> **YOUR ASSIGNMENT**
Count up the lines of the data below that contain the string "option", then give only the total.

> **INPUT DATA**
PR #1527, opened 2026-08-29
docs(dev): record the #1480 config-layer decision (ADR, option 2)

VijitSingh97:
The ADR #1480's acceptance asks for: `docs/dev/config-layer-language.md` choosing **option 2** — schema-driven validation over `jq` against `config.reference.json`, render stays bash, no Python port — with the host-dependency question answered at source. Plus the `docs/README.md` index row. Docs-only, 2 files, +81/-0.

> **WORKED SOLUTION**
2